Let the foot of perpendiculars of $P$ and $Q$ on $CD$ and $AB$ be $P^\prime$ and $Q^\prime$ respectively. Then, it suffices to prove ${PP^\prime}^2={QQ^\prime}^2$ $PC sin\angle APD=PC sin\angle PCD=PP^\prime=PD sin\angle PDC=PD sin\angle BPC$ $\implies {PP^\prime}^2=PC.PD.sin\angle BPC.sin\angle APD$ Similarly, $ {QQ^\prime}^2=QB.QA.sin\angle AQD.sin\angle BQC$ $PD.sin\angle APD= $ distance of $D$ from line $AB$. $PC.sin\angle BPC=$ distance of point $B$ from line $DC$. Hence $ {PP^\prime}^2$= (distance of $D$ from line $AB$)(distance of point $B$ from line $DC$) Similarly,$ {QQ^\prime}^2$=(distance of $A$ from line $CD$)(distance of point $C$ from line $AB$) Since distance of $D$ from line $AB$ equals distance of $A$ from line $CD$ and distance of point $B$ from line $DC$ equals (distance of point $C$ from line $AB$ Hence proved.

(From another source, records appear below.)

PR #1290, opened 2021-11-21
OpenTelemetry tracing

mhelleborg:
## Description

Ported Proto.OpenTracing to use System.Diagnostics ActivitySource with  OpenTelemetry conventions and span propagation.

## Purpose
This pull request is a:

## Checklist

### DIFF
--- a/src/Proto.OpenTelemetry/OpenTelemetryDecorators.cs
+++ b/src/Proto.OpenTelemetry/OpenTelemetryDecorators.cs
@@ -81,7 +81,7 @@ namespace Proto.OpenTelemetry
         public static void Send(PID target, object message, ActivitySetup sendActivitySetup, Action send)
         {
             using var activity =
-                OpenTelemetryHelpers.BuildStartedScope(Activity.Current?.Context ?? default, nameof(Send), message, sendActivitySetup);
+                OpenTelemetryHelpers.BuildStartedActivity(Activity.Current?.Context ?? default, nameof(Send), message, sendActivitySetup);
 
             try
             {
@@ -100,7 +100,7 @@ namespace Proto.OpenTelemetry
         internal static void Request(PID target, object message, ActivitySetup sendActivitySetup, Action request)
         {
             using var activity =
-                OpenTelemetryHelpers.BuildStartedScope(Activity.Current?.Context ?? default, nameof(Request), message, sendActivitySetup);
+                OpenTelemetryHelpers.BuildStartedActivity(Activity.Current?.Context ?? default, nameof(Request), message, sendActivitySetup);
 
             try
             {
@@ -119,7 +119,7 @@ namespace Proto.OpenTelemetry
         internal static void Request(PID target, object message, PID? sender, ActivitySetup sendActivitySetup, Action request)
         {
             using var activity =
-                OpenTelemetryHelpers.BuildStartedScope(Activity.Current?.Context ?? default, nameof(Request), message, sendActivitySetup);
+                OpenTelemetryHelpers.BuildStartedActivity(Activity.Current?.Context ?? default, nameof(Request), message, sendActivitySetup);
 
             try
             {
@@ -144,7 +144,7 @@ namespace Proto.OpenTelemetry
         internal static async Task<T> RequestAsync<T>(PID target, object message, ActivitySetup sendActivitySetup, Func<Task<T>> requestAsync)
         {
             using var activity =
-                OpenTelemetryHelpers.BuildStartedScope(Activity.Current?.Context ?? default, nameof(Request), message, sendActivitySetup);
+                OpenTelemetryHelpers.BuildStartedActivity(Activity.Current?.Context ?? default, nameof(Request), message, sendActivitySetup);
 
             try
             {
@@ -163,7 +163,7 @@ namespace Proto.OpenTelemetry
         internal static void Forward(PID target, object message, ActivitySetup sendActivitySetup, Action forward)
         {
             using var activity =
-                OpenTelemetryHelpers.BuildStartedScope(Activity.Current?.Context ?? default, nameof(Forward), message, sendActivitySetup);
+                OpenTelemetryHelpers.BuildStartedActivity(Activity.Current?.Context ?? default, nameof(Forward), message, sendActivitySetup);
 
             try
             {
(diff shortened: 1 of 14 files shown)


src/Proto.OpenTelemetry/OpenTelemetryDecorators.cs
```diff
@@ -0,0 +1,207 @@
...
+            => OpenTelemetryMethodsDecorators.Receive(envelope, _receiveActivitySetup, () => base.Receive(envelope));
+    }
+
+    static class OpenTelemetryMethodsDecorators
+    {
+        [MethodImpl(MethodImplOptions.AggressiveInlining)]
+        public static void Send(PID target, object message, ActivitySetup sendActivitySetup, Action send)
+        {
+            using var activity =
+                OpenTelemetryHelpers.BuildStartedScope(Activity.Current?.Context ?? default, nameof(Send), message, sendActivitySetup);
```
marcinbudny: How about using activity names like `proto.send {messageType}` etc. This way it is easy to distinguish proto spans from e.g. spans related to message brokers.

src/Proto.OpenTelemetry/OpenTelemetryHelpers.cs
```diff
@@ -0,0 +1,54 @@
...
+            string verb,
+            object message,
+            ActivitySetup activitySetup,
+            ActivityKind activityKind = ActivityKind.Internal
+        )
+        {
+            var messageType = message?.GetType().Name ?? "Unknown";
+
+            var name = $"{verb} {messageType}";
+            var tags = new[] {new KeyValuePair<string, object?>(ProtoTags.MessageType, messageType)};
```
marcinbudny, line 30: How about including `net.host.name` tag with value from `Dns.GetHostName()`? Then we know which host the sending / receiving actor is on. Or should this be added to all outgoing traces by some middleware on tracing pipe?

BTW the name `net.host.name` comes from [SemanticConventions](https://github.com/open-telemetry/opentelemetry-specification/blob/main/specification/trace/semantic_conventions/README.md)

src/Proto.OpenTelemetry/OpenTelemetryHelpers.cs
```diff
@@ -0,0 +1,54 @@
...
+            var activity = ActivitySource.StartActivity(name, activityKind, parent, tags);
+
+            activitySetup.Invoke(activity, message!);
```
marcinbudny: Check activity for null?

src/Proto.OpenTelemetry/OpenTelemetryHelpers.cs
```diff
@@ -0,0 +1,54 @@
...
+using System.Runtime.CompilerServices;
+using OpenTelemetry;
+using OpenTelemetry.Context.Propagation;
+
+namespace Proto.OpenTelemetry
+{
+    static class OpenTelemetryHelpers
+    {
+        private static readonly ActivitySource ActivitySource = new ActivitySource(ProtoTags.ActivityName);
+        private static readonly TextMapPropagator Propagator = new TraceContextPropagator();
```
marcinbudny: `Propagators.DefaultTextMapPropagator`?

It includes baggage as well https://github.com/open-telemetry/opentelemetry-dotnet/blob/main/src/OpenTelemetry/Sdk.cs#L32

src/Proto.OpenTelemetry/OpenTelemetryExtensions.cs
```diff
@@ -0,0 +1,57 @@
+﻿using System.Diagnostics;
+
+namespace Proto.OpenTelemetry
+{
+    public delegate void ActivitySetup(Activity? activity, object message);
+
+    public static class OpenTelemetryExtensions
```
marcinbudny, line 8: How about extension that adds source to `TracerProviderBuilder`

```csharp
public static TracerProviderBuilder AddProtoActorInstrumentation(this TracerProviderBuilder builder) 
    => builder.AddSource(ProtoTags.ActivityName);
```

src/Proto.OpenTelemetry/ProtoTags.cs
```diff
@@ -0,0 +1,33 @@
+﻿namespace Proto.OpenTelemetry
+{
+    public static class ProtoTags
+    {
+        public const string ActivityName = "Proto.Actor";
```
marcinbudny: `ActivitySourceName`?

src/Proto.OpenTelemetry/OpenTelemetryHelpers.cs
```diff
@@ -0,0 +1,54 @@
...
+
+        public static void DefaultSetupActivity(Activity _, object __)
+        {
+        }
+
+        [MethodImpl(MethodImplOptions.AggressiveInlining)]
+        public static Activity? BuildStartedScope(
```
marcinbudny: `BuildStartedActivity` ?

src/Proto.OpenTelemetry/OpenTelemetryHelpers.cs
mhelleborg: We already know from the PID which host it is on, so not sure that is needed. I don't want to unnecessarily bloat the traces

src/Proto.OpenTelemetry/OpenTelemetryHelpers.cs
mhelleborg: Sure

src/Proto.OpenTelemetry/OpenTelemetryHelpers.cs
mhelleborg: ActivitySetup already has activity as nullable. Not sure if there are any point to calling it if it is actually null though

src/Proto.OpenTelemetry/OpenTelemetryDecorators.cs
mhelleborg: Certainly, we can make the operation names a bit more namespaced

src/Proto.OpenTelemetry/OpenTelemetryExtensions.cs
mhelleborg: Good idea, added

src/Proto.OpenTelemetry/OpenTelemetryDecorators.cs
```diff
@@ -0,0 +1,207 @@
...
+            IContext context,
+            ActivitySetup sendActivitySetup,
+            ActivitySetup receiveActivitySetup
+        ) : base(context)
+        {
+            var actorType = context.Actor.GetType().Name;
+            var self = context.Self.ToString();
+            _sendActivitySetup = (activity, message) => {
+                activity?.SetTag(ProtoTags.ActorType, actorType);
+                activity?.SetTag(ProtoTags.ActorPID, self);
```
mhelleborg, line 51: I'm not 100% sure we need ActorPID here. The PID is already present in the trace, but depending on the span type, it is either  SenderPid or TargetPid. ActorPid is only to normalize this to a single value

Pretty nice problem actually. And surprisingly difficult #4 for the German olympiad in my opinion. If $AB \parallel CD$, then the claim follows immediately, so let $AB \not \parallel CD$. Consider $S = AB \cap CD$. The main observation is that it is the radical center of the three given circles. That immediately implies $|SP|=|SQ|$. Now we look at the area of $\triangle SPQ$, which is \[ \frac12 \cdot |SQ| \cdot \text{d}(P,CD) = [\triangle SPQ] = \frac12 \cdot |SP| \cdot \text{d}(Q, AB). \]That gives us $\text{d}(P,CD) = \text{d}(Q,AB)$ as desired. $\hfill \square$

Let $PX$ and $PY$ be the desired distances. Let $R=AB$$\cap$$CD$. $RP^2=RD.RC=RA.RB=RQ^2$, implying that the triangle $RPQ$ is isoceles, so the altitutdes of $P$ and $Q$ in this triangle are equal,consquently $PX=QY$.

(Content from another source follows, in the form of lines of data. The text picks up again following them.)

PR #1300, opened 2021-11-24
RemoteProcess PidCache timeout

mhelleborg:
## Description

Background cleanup of RemoteProcess  PidCache items. Runs on an interval and clears RemoteProcesses which has not been used recently.

Introduces 

```
ClusterConfig.RemotePidCacheTimeToLive = TimeSpan.FromMinutes(15);
ClusterConfig.RemotePidCacheClearInterval = TimeSpan.FromSeconds(15);
```

## Purpose
This pull request is a:

## Checklist

### DIFF
--- a/src/Proto.Remote/RemoteProcess.cs
+++ b/src/Proto.Remote/RemoteProcess.cs
@@ -4,6 +4,8 @@
 //   </copyright>
 // -----------------------------------------------------------------------
 
+using System.Diagnostics;
+
 namespace Proto.Remote
 {
     public class RemoteProcess : Process
@@ -11,11 +13,13 @@ namespace Proto.Remote
         private readonly EndpointManager _endpointManager;
         private readonly PID _pid;
         private PID? _endpoint;
+        private long _lastUsedTick;
 
         public RemoteProcess(ActorSystem system, EndpointManager endpointManager, PID pid) : base(system)
         {
             _endpointManager = endpointManager;
             _pid = pid;
+            _lastUsedTick = Stopwatch.GetTimestamp();
         }
 
         protected internal override void SendUserMessage(PID _, object message) => Send(message);
@@ -57,6 +61,9 @@ namespace Proto.Remote
             }
 
             System.Root.Send(_endpoint, message);
+            _lastUsedTick = Stopwatch.GetTimestamp();
         }
+
+        internal long LastUsedTick => _lastUsedTick;
     }
 }
--- a/src/Proto.Actor/PID.cs
+++ b/src/Proto.Actor/PID.cs
@@ -39,6 +39,8 @@ namespace Proto
             return _process;
         }
 
+        internal Process? CurrentRef => _process;
+
         internal void SendUserMessage(ActorSystem system, object message)
         {
             var reff = Ref(system) ?? system.ProcessRegistry.Get(this);
--- a/src/Proto.Cluster/Cluster.cs
+++ b/src/Proto.Cluster/Cluster.cs
@@ -31,7 +31,7 @@ namespace Proto.Cluster
 
             system.Extensions.Register(this);
             system.Metrics.Register(new ClusterMetrics(system.Metrics));
-            
+
             //register cluster messages
             var serialization = system.Serialization();
             serialization.RegisterFileDescriptor(ClusterContractsReflection.Descriptor);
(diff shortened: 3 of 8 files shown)


src/Proto.Remote/RemoteProcess.cs
```diff
@@ -4,18 +4,22 @@
...
+using System.Diagnostics;
+
 namespace Proto.Remote
 {
     public class RemoteProcess : Process
     {
         private readonly EndpointManager _endpointManager;
         private readonly PID _pid;
         private PID? _endpoint;
+        private long _lastUsedTick;
```
DenizPiri, line 16: This mixes the usage of Stopwatch.GetTimestamp and TimeSpan ticks. As far as I know, that won't be valid for all cases. Simply storing DateTime instance assigned from DateTime.UtcNow, or using DateTime.UtcNow.Ticks should be fast and reliable.

mhelleborg: I was hoping to avoid the allocation overhead of that :)

Fixed the cutoff calculation instead.

Thanks for spotting it :)

DenizPiri:
This solves the issue only for RemoteProcess instances. When the cluster is in use, all actors on the local machine get ActorProcess instances.

In order to solve the issue described in https://github.com/asynkron/protoactor-dotnet/issues/1301 fully, this approach could be better:
- PidCache Dictionary should hold a struct containing of LastUsedTime + PID instead of just the PID.
- At each TryGet call, it should update that LastUsedTime.
- It should clear up the whole dict as it is done in the first commit.
- RemoteProcess should stay as it was before.
  - Technically that Stopwatch.GetTimestamp() call could effect the throughput.

Would be nice to somehow plug the PidCache cleanup looping task into the metrics system. If any production users would actually have an issue with that in terms of performance, it could be ideal to switch to a different data structure to cleanup that dictionary in an easier way.

src/Proto.Remote/RemoteProcess.cs
DenizPiri: The current solution looks good!

Hmm, I think DateTime.UtcNow doesn't allocate, as the DateTime is a struct. Date literally contains only a LONG member inside, no different than storing Ticks as long. https://source.dot.net/#System.Private.CoreLib/DateTime.cs,143

mhelleborg:
@DenizPiri 

I don't think we really need to care about last use of processes that are not remote.

The memory leak you found is caused by PartitionIdentity not clearing the PidCache when the cluster actor is terminated, I'll fix that instead :) I think the virtual actor middleware is the right place to solve it, as we have all the info needed. Just a matter of adding it to the stop handler.

src/Proto.Remote/RemoteProcess.cs
mhelleborg: You are correct, it does not allocate :)  It is however a little slower than the stopwatch, since it handles leap seconds etc. We don't need the absolute time here, just how long it was since it was used, so I think the stopwatch ticks is the cheapest way to handle that.

DenizPiri:
@mhelleborg 
I understand, so you are thinking of a solution like the CacheInvalidationExtension?

mhelleborg:
@DenizPiri A lot simpler than the remote cache invalidation. Pushed a commit now, have a look.

DenizPiri:
@mhelleborg Oh, I see. Yes, this looks good. 👍

Later today, I will try my leaking sample with trunk Proto.Actor with this PR merged in.

DenizPiri:
@mhelleborg I ran my leak demo code (https://github.com/DenizPiri/ProtoActorClusterPIDCacheMemoryLeak) on your branch, and it works perfectly now! My demo code only focuses on local Actors, doesn't use a real cluster. But, either the RemoteProcess timeout mechanism you add and/or PidCacheInvalidation extension should take care of that too.

On the left is the same code against proto.actor 0.25.0, on the right remote-pidcache-timeouts branch:
image
🎉🎉🎉🎉🎉

I believe this change is safe to merge now. However, I still think it would be great to surround the call to RemoveIdleRemoteProcessesOlderThan with a timer metric. IHistogramMetric.Observe(Stopwatch) should be fine I guess.

rogeralsing:
Merging, we can add metrics separately

DenizPiri:
@rogeralsing Would it be possible to get 0.26.0 or 0.25.1 out with this fix merged-in? We would like to deploy this to production and would like to avoid doing custom builds.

Too easy, even for a 4. Let the foot from $P$ and $Q$ to $CD$ and $AB$ be $P_1$ and $Q_1$ respectively, and let $X=AB\cap CD$, if this intersection exists. Otherwise $AB\parallel CD$ and the result is clear. By PoP, $XQ^2=XA\cdot XB=XD\cdot XC=XP^2$, which implies $XQ=XC$. Therefore, $\triangle XPP'\cong \triangle XQQ'$ by aSA, and the result follows.